Sí, vendrá en esa forma para, completada la cura, recibir a sus redimidos en sí
mismo y que estemos nosotros donde está El participando de su felicidad. Por
eso Ambrosio, en el L. 7 sobre Lucas: “¿Cuándo volverás Señor si no es en el
día del juicio? Pues aunque siempre estás en todas partes, y estando en medio
de nosotros, no te dejas ver claramente, sin embargo, vendrá el tiempo en el
cual toda carne te verá volver. Devuelve, pues, lo que debes. ¡Bienaventurados
a los que les debes! ¡Ojalá seamos deudores idóneos; ojalá podamos devolver lo
que recibimos, y que no nos ensoberbezca el oficio de sacerdote o ministro!

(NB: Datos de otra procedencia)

PR #540, opened 2024-05-31
Converts mods.txt to use mods.json

narknon:
Maintains legacy support for mods.txt and favors mods.txt for settings
mods.txt should only be favored for one minor release cycle post 4.0
Our packaging script will need to be updated, but after mods.txt and ue4sssettings are converted to json it should be able to be simplified significantly.

### DIFF
--- a/UE4SS/include/UE4SSProgram.hpp
+++ b/UE4SS/include/UE4SSProgram.hpp
@@ -20,6 +20,8 @@
 #include <SettingsManager.hpp>
 #include <Unreal/Core/Containers/Array.hpp>
 #include <Unreal/UnrealVersion.hpp>
+#include <glaze/glaze.hpp>
+#include <glaze/core/macros.hpp>
 
 // Used to set up ImGui context and allocator in DLL mods
 #define UE4SS_ENABLE_IMGUI()                                                                                                                                   \
@@ -207,8 +209,18 @@ namespace RC
         auto fire_dll_load_for_cpp_mods(std::wstring_view dll_name) -> void;
 
       public:
+        struct ModData {
+            std::string mod_name;
+            bool mod_enabled;
+
+            GLZ_LOCAL_META(ModData, mod_name, mod_enabled);
+        };
+        
         auto init() -> void;
         auto is_program_started() -> bool;
+        static auto read_mods_json(std::string enabled_mods_file, std::vector<ModData>& mod_data_vector) -> void;
+        static auto write_mods_json(std::string enabled_mods_file, std::vector<ModData>& mod_data_vector) -> void;
+        static auto convert_legacy_mods_file(StringType legacy_enabled_mods_file, std::vector<ModData>& mod_data_vector) -> void;
         auto reinstall_mods() -> void;
         auto get_object_dumper_output_directory() -> const File::StringType;
         RC_UE4SS_API auto get_module_directory() -> File::StringViewType;
--- a/UE4SS/src/UE4SSProgram.cpp
+++ b/UE4SS/src/UE4SSProgram.cpp
@@ -1115,67 +1115,104 @@ namespace RC
         }
     }
 
+    auto UE4SSProgram::read_mods_json(std::string enabled_mods_file, std::vector<ModData>& mod_data_vector) -> void
+    {
+        auto ec = glz::read_file_json(mod_data_vector, enabled_mods_file, std::string{});
+    }
+
+    auto UE4SSProgram::write_mods_json(std::string enabled_mods_file, std::vector<ModData>& mod_data_vector) -> void
+    {
+        std::string mod_data_buffer;
+        glz::write<glz::opts{.prettify = true}>(mod_data_vector, mod_data_buffer);
+        glz::error_code ec = glz::buffer_to_file(mod_data_buffer, enabled_mods_file);
+    }
+
+    auto UE4SSProgram::convert_legacy_mods_file(StringType legacy_enabled_mods_file, std::vector<ModData>& mod_data_vector) -> void
+    {
+        Output::send(STR("Converting legacy mods.txt to mods.json...\n"));
+        
+        // 'mods.txt' exists, lets parse it
+        std::wifstream mods_stream{legacy_enabled_mods_file};
+
+        std::wstring current_line;
+        while (std::getline(mods_stream, current_line))
+        {
+            // Don't parse any lines with ';'
+            if (current_line.find(L";") != current_line.npos)
+            {
+                continue;
+            }
+
+            // Don't parse if the line is impossibly short (empty lines for example)
+            if (current_line.size() <= 4)
+            {
+                continue;
+            }
+
+            // Remove all spaces
+            auto end = std::remove(current_line.begin(), current_line.end(), L' ');
+            current_line.erase(end, current_line.end());
+
+            // Parse the line into something that can be converted into proper data
+            std::wstring mod_name = explode_by_occurrence(current_line, L':', 1);
+            std::wstring mod_enabled = explode_by_occurrence(current_line, L':', ExplodeType::FromEnd);
+            bool mod_enabled_out = !mod_enabled.empty() && mod_enabled[0] == L'1';
+
+            auto it = std::find_if(mod_data_vector.begin(), mod_data_vector.end(),
+                           [&mod_name](const ModData& element) {
+                               return element.mod_name == to_string(mod_name);
+                           });
+
+            if (it == mod_data_vector.end()) {
+                mod_data_vector.push_back({to_string(mod_name), mod_enabled_out});
+            }
+        }
+        
+        Output::send(STR("mods.txt entries converted to mods.json.  Please delete mods.txt if no mod managers rely on it to avoid conflicting with changes to the json...\n"));
+    }
+
+
     template <typename ModType>
     auto start_mods() -> std::string
     {
         ProfilerScope();
-        // Part #1: Start all mods that are enabled in mods.txt.
-        Output::send(STR("Starting mods (from mods.txt load order)...\n"));
-
+        // Part #1: Start all mods that are enabled in mods.json.
         std::filesystem::path mods_directory = UE4SSProgram::get_program().get_mods_directory();
-        std::wstring enabled_mods_file{mods_directory / "mods.txt"};
-        if (!std::filesystem::exists(enabled_mods_file))
+        StringType legacy_enabled_mods_file{mods_directory / "mods.txt"};
+        std::filesystem::path enabled_mods_file{mods_directory / "mods.json"};
+        std::vector<UE4SSProgram::ModData> mod_data_vector{};
+
+        if (std::filesystem::exists(legacy_enabled_mods_file))
         {
-            Output::send(STR("No mods.txt file found...\n"));
+            UE4SSProgram::convert_legacy_mods_file(legacy_enabled_mods_file, mod_data_vector);
         }
-        else
+        if (std::filesystem::exists(enabled_mods_file))
         {
-            // 'mods.txt' exists, lets parse it
-            std::wifstream mods_stream{enabled_mods_file};
+            UE4SSProgram::read_mods_json(enabled_mods_file.string(), mod_data_vector);
+        }
+        
+        UE4SSProgram::write_mods_json(enabled_mods_file.string(), mod_data_vector);
 
-            std::wstring current_line;
-            while (std::getline(mods_stream, current_line))
+        Output::send(STR("Starting mods (from mods.json load order)...\n"));
+        for (auto it = mod_data_vector.begin(); it != mod_data_vector.end(); ++it)
+        {
+            auto mod = UE4SSProgram::find_mod_by_name<ModType>(it->mod_name, UE4SSProgram::IsInstalled::Yes);
+            if (!mod || !dynamic_cast<ModType*>(mod))
             {
-                // Don't parse any lines with ';'
-                if (current_line.find(L";") != current_line.npos)
-                {
-                    continue;
-                }
+                continue;
+            }
 
-                // Don't parse if the line is impossibly short (empty lines for example)
-                if (current_line.size() <= 4)
-                {
-                    continue;
-                }
-
-                // Remove all spaces
-                auto end = std::remove(current_line.begin(), current_line.end(), L' ');
-                current_line.erase(end, current_line.end());
-
-                // Parse the line into something that can be converted into proper data
-                std::wstring mod_name = explode_by_occurrence(current_line, L':', 1);
-                std::wstring mod_enabled = explode_by_occurrence(current_line, L':', ExplodeType::FromEnd);
-
-                auto mod = UE4SSProgram::find_mod_by_name<ModType>(mod_name, UE4SSProgram::IsInstalled::Yes);
-                if (!mod || !dynamic_cast<ModType*>(mod))
-                {
-                    continue;
-                }
-
-                if (!mod_enabled.empty() && mod_enabled[0] == L'1')
-                {
-                    Output::send(STR("Starting {} mod '{}'\n"), std::is_same_v<ModType, LuaMod> ? STR("Lua") : STR("C++"), mod->get_name().data());
-                    mod->start_mod();
-                }
-                else
-                {
-                    Output::send(STR("Mod '{}' disabled in mods.txt.\n"), mod_name);
-                }
+            if (it->mod_enabled)
+            {
+                Output::send(STR("Starting {} mod '{}'\n"), std::is_same_v<ModType, LuaMod> ? STR("Lua") : STR("C++"), mod->get_name().data());
+                mod->start_mod();
+            }
+            else
+            {
+                Output::send(STR("Mod '{}' disabled in mods.json.\n"), to_wstring(it->mod_name));
             }
         }
-
-        // Part #2: Start all mods that have enabled.txt present in the mod directory.
-        Output::send(STR("Starting mods (from enabled.txt, no defined load order)...\n"));
+        
 
         for (const auto& mod_directory : std::filesystem::directory_iterator(mods_directory))
         {
--- a/assets/Mods/mods.json
+++ b/assets/Mods/mods.json
@@ -1,0 +1,42 @@
+[
+   {
+      "mod_name": "CheatManagerEnablerMod",
+      "mod_enabled": true
+   },
+   {
+      "mod_name": "ActorDumperMod",
+      "mod_enabled": false
+   },
+   {
+      "mod_name": "ConsoleCommandsMod",
+      "mod_enabled": true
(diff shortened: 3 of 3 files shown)


UE4SS:
I can see why mods.txt would be better as a standardized format, but I don't see why UE4SS-settings needs to change from ini to json.
If there's no actual benefit here beyond "all our stuff is json", then we're just adding potential difficulties for the end user.
I know this PR doesn't modify UE4SS-settings, but when/if this happens it would be useful if whoever does it goes into detail about why the change is needed.

UE4SS:
> > I can see why mods.txt would be better as a standardized format, but I don't see why UE4SS-settings needs to change from ini to json. If there's no actual benefit here beyond "all our stuff is json", then we're just adding potential difficulties for the end user. I know this PR doesn't modify UE4SS-settings, but when/if this happens it would be useful if whoever does it goes into detail about why the change is needed.
> 
> JSON schema allows for representing objects and arrays in the file (something ini files struggle with). If the current settings are only kvps then I see your point.
> 
> Have we considered if we _should_ be making the settings file more than key value pairs? Some of the beauty of the ini format (as a settings mechanism) is that it's pretty obvious when it's being misused for things it shouldn't be.
> 
> Another thing to consider is that we lose the ability to ship comments/descriptions about settings within the settings file if we switch to json. Ini, toml, yaml, all have the ability to comment within the file but that's one of the key "weaknesses" of json as a configuration schema. (It's a strength for serialization/requests depending on who you ask since it makes the schema easier to regulate when using json as request payloads/http responses over the wire...)
> 
> TOML and yaml are both alternatives that support comments but have their own histories/quirks.
> 
> Just making sure that we're thinking about what the right tool for the right job is.

We can "fake" comments in JSON by having them as a field so that shouldn't be a huge problem, and I do think comments are crucial for the settings file.
I like ini because it's very simple and easy to read.
With JSON, you get more advanced features, but it's harder to read, there's substantial visual cluttering.
While we do have some basic support for arrays (section as ordered list & section entries without values) in our ini system, that's not part of any kind of ini standard so it would potentially make it harder for anyone to programmatically parse the file, though I don't believe we use any of those features in UE4SS-settings.ini.

My opinion is that we should stay away from JSON or any other format for the settings file unless we desperately need more advanced features, and we should also take into account whether the setting we're implementing that requires more advanced features actually belongs in the settings file.

Example of how a basic ini structure would look like, and the equivalent in JSON:
```ini
[Section1]
; Description of A
A = 1
; Description of B
B = 2
; Description of C
C = 3

[Section2]
; Description of A
A = 1
; Description of B
B = 2
; Description of C
C = 3
```

```json
{
    "Section1": {
        "Description of A": null,
        "A": 1,
        "Description of B": null,
        "B": 2,
        "Descriptio of C": null,
        "C": 3
    },
    "Section2": {
        "Description of A": null,
        "A": 1,
        "Description of B": null,
        "B": 2,
        "Descriptio of C": null,
        "C": 3
    }
}
```

bitonality:
I'd personally avoid doing the json comment by using the adding a new key hack. Whenever I see that mechanism being used, it screams "I'm misusing the intent of this schema". Json was designed as and still is a schema for data-interchange.

bitonality:
> > I'd personally avoid doing the json comment by using the adding a new key hack. Whenever I see that mechanism being used, it screams "I'm misusing the intent of this schema". Json was designed as and still is a schema for data-interchange.
> 
> Wouldn't that interfere with programs parsing the file with the assumption that it's standard json ? That's a concern because people do actually parse the UE4SS-settings file.

Let me clarify - i strongly advise against hacking in comment functionality into json through any means (new kvp, preprocessor, etc)

UE4SS:
> > > I'd personally avoid doing the json comment by using the adding a new key hack. Whenever I see that mechanism being used, it screams "I'm misusing the intent of this schema". Json was designed as and still is a schema for data-interchange.
> > 
> > 
> > Wouldn't that interfere with programs parsing the file with the assumption that it's standard json ? That's a concern because people do actually parse the UE4SS-settings file.
> 
> Let me clarify - i strongly advise against hacking in comment functionality into json through any means (new kvp, preprocessor, etc)

Oh okay, I must've misunderstood, good to have clarification.
I generally agree.

bitonality:
# Schema Comparison

**Don't use this chart as the source of truth in terms of deciding what schema to use.** I just wanted to provide some data points about file size bloat for each schema type in the context of `mods.txt`. I want to ensure that we're looking to the future and taking scale into account so we can make informed decisions about the strengths/limitations of whatever schema we end up using.

# Json

```json
[
   {
      "mod_name": "CheatManagerEnablerMod",
      "mod_enabled": true
   },
   {
      "mod_name": "ActorDumperMod",
      "mod_enabled": false
   },
]
```

# Toml

```toml
"CheatManagerEnablerMod" = true
"ActorDumperMod" = false
```

# Yaml

```yaml
CheatManagerEnablerMod: yes
ActorDumperMod: no
```

# Xml

```xml
<mod name="CheatManagerEnablerMod" isEnabled="true"/>
<mod name="ActorDumperMod" isEnabled="false"/>
```

# Mods.txt

```txt
CheatManagerEnablerMod : 1
ActorDumperMod : 0
```

# Napkin Math

| Format | Up-front bytes | Per-Entry Bytes | Comment Bytes |
|---|---|---|---|
| JSON | 4 | 59-60 + N | 0 |
| TOML | 0 | 10-11 + N | 1+C |
| YML | 0 | 6 + N | 1+C|
| XML | 0 | 32-33 + N |  7 + C|
| TXT | 0 | 5 + N | 3 + C|

# Graph
SchemaComparison

narknon:
I don't think we have to worry about file bloat for mods.txt/json.  It should only ever be for enable/disable and any additional metadata would go elsewhere.  Toml may be "ideal" for very simple files and yaml for complicated ones, but that is two separate libs that we'd need to pull in and that anyone interacting with our files would need to pull in, when json is a good middle ground for both. 

Wrong place for general json settings discussion, but we iterated over several methods of setting up the settings file in json a long time ago, and made helpers to make commenting easy. 

Our comment templates: 
image 

There is also jsonc:  
image 

JSON is originally intended to be a data interchange format, sure, but the original intention is not relevant.  In my opinion (and many others' opinions) it is very readable as a config format, and our library has powerful syntax error logging.

narknon:
Also of note for the settings file is that we will likely have a GUI for the settings at some point, but even if we do not have a separate program, the debugging GUI will have a tab.  The only reason it doesn't already is because the current format would make it much more annoying to write changes out.

UE4SS:
> Our comment templates: image

Does this support multi-line comments ?
We currently have multi-line comments in the ini file and horizontal scrolling is terrible so I think multi-line comments is something we should support if possible.

Does it support a field for the default value ? Could be part of a multi-line comment.
The default value provides an easy way for the user to experiment with values without having to pull up the file on github whenever they want to revert to the default.
I consider it valuable information.

narknon:
I believe CC made functionality for multiline, yes.  This is another thing that got stuck in decision making limbo due to arguments, so it was long enough ago that I don't fully remember.

narknon:
Yes, there was support for multiline. https://github.com/UE4SS-RE/RE-UE4SS/blob/main/deps/first/Constructs/include/Constructs/Annotated.hpp

UE4SS:
I think runtime modifying of the settings is a good enough reason to change from our custom ini parser since that doesn't support modifying the file, but that brings into question backwards compatibility.
We could implement it similarly to the file location changes, but we'd have to disable runtime modifying if the ini file is being used instead of the new one.
But regardless, this isn't covered in this PR so unless you intend to expand it, I think we can move on from this discussion, and bring it back up when someone wants to implement changes to the settings file, or alternatively move this to an issue or discussion (with reference to here) if you think more discussion is needed.

narknon:
Last time I implemented this I had it read out the old file and convert it to json, similar to what I do in this PR. I believe the in progress branch still exists as JSONSettings, but I can't recall what the context of the last push to it was.

But yeah, this can be made into an issue or separate discussion.

UE4SS:
> Last time I implemented this I had it read out the old file and convert it to json, similar to what I do in this PR. I believe the in progress branch still exists as JSONSettings, but I can't recall what the context of the last push to it was.

The problem with converting it is that it doesn't address the problem of third-party parsers expecting an ini file with the ini format.

narknon:
I'm 99% sure there are no third party parsers for it.

UE4SS:
> I'm 99% sure there are no third party parsers for it.

We can't know for sure if there are, but it's generally a bad idea to break compatibility, and there is a better solution so we should use it.

narknon:
I haven't even found a third party mod manager that actually uses mods.txt rather than enabled.txt, let alone the settings.  I'd literally eat my shoe if there is one.  But this PR favors the old mods.txt when updating the new one, though I am considering changing that now that I have done more research into whether any mod managers use mods.txt.  A similar thing could happen here.  Best practices shouldn't be used to the point of creating problems where there are none.

bitonality:
> I don't think we have to worry about file bloat for mods.txt/json.

I agree that it's negligible in this case. I just wanted to make sure that we understand that we're increasing the size of that file by ~10x and that we're okay with that (which it looks like we are unless anyone wants to object).

UE4SS:
> > I don't think we have to worry about file bloat for mods.txt/json.
> 
> I agree that it's negligible in this case. I just wanted to make sure that we understand that we're increasing the size of that file by ~10x and that we're okay with that (which it looks like we are unless anyone wants to object).

I mean worst case (and unlikely), someone will run a couple hundred mods.
How long would it take for glaze to parse a file that big ? Surely not long enough to be a problem ? It wouldn't be that big of a file.
Is that the main concern ? If so, it's not a big problem even if it does end up taking a huge amount of time like a couple of seconds extra to load the game, as long as it doesn't go any further than that.

bitonality:
> > > I don't think we have to worry about file bloat for mods.txt/json.
> > 
> > 
> > I agree that it's negligible in this case. I just wanted to make sure that we understand that we're increasing the size of that file by ~10x and that we're okay with that (which it looks like we are unless anyone wants to object).
> 
> I mean worst case (and unlikely), someone will run a couple hundred mods. How long would it take for glaze to parse a file that big ? Surely not long enough to be a problem ? It wouldn't be that big of a file. Is that the main concern ? If so, it's not a big problem even if it does end up taking a huge amount of time like a couple of seconds extra to load the game, as long as it doesn't go any further than that.

I agree that it won't be a problem for a sane amount of mods. I just wanted to make sure we are planning on getting benefits from switching to offset the increase in file size. From what I've read on this discussion: readability, parsing libs, other mentioned benefits all outweigh the negligible size increase.

I just wanted to make sure we are getting tangible benefits and not just increasing the file size without any upsides in return. Apologies if it came off as being pedantic about size alone.

narknon:
> 
> There will be confusion from users that end up having both mods.txt and mods.json. They won't know which one to edit or the repercussions of modifying the json file. The json file will be overwritten with the contents of the txt file so any changes to the json file will be discarded, and this is harmful to the user.
> 
> It is backwards compatible assuming that it always converts and thus fully discards the current json to avoid appending the data multiple times in it, but it has the problem mentioned above.
> 
> EDIT: This is all assuming that glaze isn't smart about it and just overwrites the entire file instead of setting each value one by one leaving existing (and unknown) values unchanged.


I suppose we could do favor ini/txt if not default settings, if ini default but json isn't favor json for each setting.. At this point I'm giving up on moving the convo for the ue4ss-settings from this PR since we're this deep into it. 


In my opinion, the full backwards compat favoring settings.ini/mods.txt should last at most one minor release cycle post 4.0, or a couple months, whichever is longer.  After that, the converter should be left in until 5.0, but the legacy files shouldn't be read if the json exists.  It's a bit of a bandaid rip but with our release cycle I think that gives ample time for any mod managers that would ever make the switch to make the switch. 

Glz will always read/write from the struct, so it's up to us how we want to populate the data in the struct from the existing ini/txt or jsons and which gets favored.

UE4SS:
Can you rename `legacy_enabled_mods_file`, `enabled_mods_file`, and any other named references to mods.txt/json to something that doesn't clash with our concept of `enabled.txt` ?
I got confused by this naming at first when looking at your code.

narknon:
> Can you rename `legacy_enabled_mods_file`, `enabled_mods_file`, and any other named references to mods.txt/json to something that doesn't clash with our concept of `enabled.txt` ? I got confused by this naming at first when looking at your code.

Sure though enabled_mods_file was the original name of mods.txt, not something I changed.

UE4SS:
> > Can you rename `legacy_enabled_mods_file`, `enabled_mods_file`, and any other named references to mods.txt/json to something that doesn't clash with our concept of `enabled.txt` ? I got confused by this naming at first when looking at your code.
> 
> Sure though enabled_mods_file was the original name of mods.txt, not something I changed.

Understood.
This was introduced before enabled.txt so that's why it was never changed but since we're making changes to the code now, we might as well make it less confusing.

UE4SS/src/UE4SSProgram.cpp
```diff
@@ -1117,67 +1117,127 @@ namespace RC
...
+            wchar_t* converted_method_name = new wchar_t[count];
+
+            size_t num_of_char_converted = 0;
+            mbstowcs_s(&num_of_char_converted, converted_method_name, count, descriptive_error.data(), count);
+
+            auto converted = File::StringViewType(converted_method_name);
+
+            delete[] converted_method_name;
+                
+            Output::send<LogLevel::Error>(STR("{}\n\nError parsing mods.json file, please fix the file...\n"), converted);
```
UE4SS, line 1138: What is this ?
Why aren't we using `to_wstring` ?

narknon:
Before I push it, does mod_list_file/legacy work?

UE4SS:
> Before I push it, does mod_list_file/legacy work?

Yes, that sounds fine.

UE4SS/src/UE4SSProgram.cpp
```diff
@@ -1117,67 +1117,127 @@ namespace RC
...
+    {
+        std::string mod_data_buffer;
+        glz::write<glz::opts{.prettify = true}>(mod_data_vector, mod_data_buffer);
+        glz::error_code ec = glz::buffer_to_file(mod_data_buffer, enabled_mods_file);
+    }
+    
+    auto UE4SSProgram::convert_legacy_mods_file(StringType legacy_enabled_mods_file, std::vector<ModData>& mod_data_vector) -> void
+    {
+        Output::send(STR("Converting legacy mods.txt to mods.json...\n"));
+        std::wifstream mods_stream = File::open_file_skip_BOM(legacy_enabled_mods_file);
```
UE4SS: Should use `StreamType` here instead of `std::wifstream`.

UE4SS/include/UE4SSProgram.hpp
```diff
@@ -207,8 +209,20 @@ namespace RC
         auto fire_dll_load_for_cpp_mods(std::wstring_view dll_name) -> void;
 
       public:
+        struct ModData {
+            std::string mod_name;
+            bool mod_enabled;
+
+            GLZ_LOCAL_META(ModData, mod_name, mod_enabled);
+        };
+        std::vector<ModData> global_mod_data_vector;
```
UE4SS, line 218: Unused variable ?
I can't find any usages in this PR.

UE4SS/src/UE4SSProgram.cpp
```diff
@@ -1117,67 +1117,127 @@ namespace RC
...
+    auto UE4SSProgram::convert_legacy_mods_file(StringType legacy_mod_list_file, std::vector<ModData>& mod_data_vector) -> void
+    {
+        Output::send(STR("Converting legacy mods.txt to mods.json...\n"));
+        std::wifstream mods_stream = File::open_file_skip_BOM(legacy_mod_list_file);
+        try {
+            mods_stream = File::open_file_skip_BOM(legacy_mod_list_file);
+        } catch (const std::exception& e) {
+            std::cerr << e.what() << std::endl;
+        }
+        std::wstring current_line;
```
UE4SS, line 1158: Use `StringType`.

UE4SS/src/UE4SSProgram.cpp
```diff
@@ -1117,67 +1117,127 @@ namespace RC
...
+    
+    auto UE4SSProgram::convert_legacy_mods_file(StringType legacy_mod_list_file, std::vector<ModData>& mod_data_vector) -> void
+    {
+        Output::send(STR("Converting legacy mods.txt to mods.json...\n"));
+        std::wifstream mods_stream = File::open_file_skip_BOM(legacy_mod_list_file);
+        try {
+            mods_stream = File::open_file_skip_BOM(legacy_mod_list_file);
+        } catch (const std::exception& e) {
+            std::cerr << e.what() << std::endl;
+        }
```
UE4SS, line 1157: This is bad, don't throw here, just let the exception fall through to main like we do with all fatal exceptions.
The way you've currently set this up will cause the error to not actually be logged, it will just be ignored and probably crash as you're still continuing to operate on the stream even though there was an error with it causing the stream to be invalid.

UE4SS/src/UE4SSProgram.cpp
```diff
@@ -1117,67 +1117,127 @@ namespace RC
...
+            // Remove all spaces
+            auto end = std::remove(current_line.begin(), current_line.end(), L' ');
+            current_line.erase(end, current_line.end());
 
-                // Parse the line into something that can be converted into proper data
-                std::wstring mod_name = explode_by_occurrence(current_line, L':', 1);
-                std::wstring mod_enabled = explode_by_occurrence(current_line, L':', ExplodeType::FromEnd);
+            // Parse the line into something that can be converted into proper data
+            std::wstring mod_name = explode_by_occurrence(current_line, L':', 1);
+            std::wstring mod_enabled = explode_by_occurrence(current_line, L':', ExplodeType::FromEnd);
```
UE4SS, line 1180: Use `StringType`, and `STR('...')` instead of `L'...'`.

UE4SS/src/UE4SSProgram.cpp
```diff
@@ -1117,67 +1117,127 @@ namespace RC
...
+        if (std::filesystem::exists(legacy_mod_list_file))
+        {
+            UE4SSProgram::convert_legacy_mods_file(legacy_mod_list_file, mod_data_vector);
+        }
+        
+        UE4SSProgram::write_mods_json(mod_list_file.string(), mod_data_vector);
+
+        
+        Output::send(STR("Starting mods (from mods.json load order)...\n"));
+        for (auto it = mod_data_vector.begin(); it != mod_data_vector.end(); ++it)
```
UE4SS, line 1222: Any reason why we're using the more complicated iterator method of looping here instead of the simpler
`for (const auto& mod_data : mod_data_vector)` ?

UE4SS (changes requested):
Please run clang format.
Note that I haven't yet tested this PR.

¿Cómo pagarás Señor Jesús? … Pagarás… al decir: “¡Bien!, siervo bueno y fiel;
en lo poco has sido fiel, te pondré al frente de lo mucho” (Mt. XXV, 21).
Así, pues, los sacramentos de la
nueva ley, que recibieron su eficacia del Verbo encarnado y que dispensan sus
ministros en la posada de la Iglesia, son ciertas medicinas destinadas a curar
al hombre, hasta que al fin del mundo vuelva otra vez el celestial Samaritano".
[1] Beda, l. 3 in Lucam, c. 10. (P.L. 92, 469).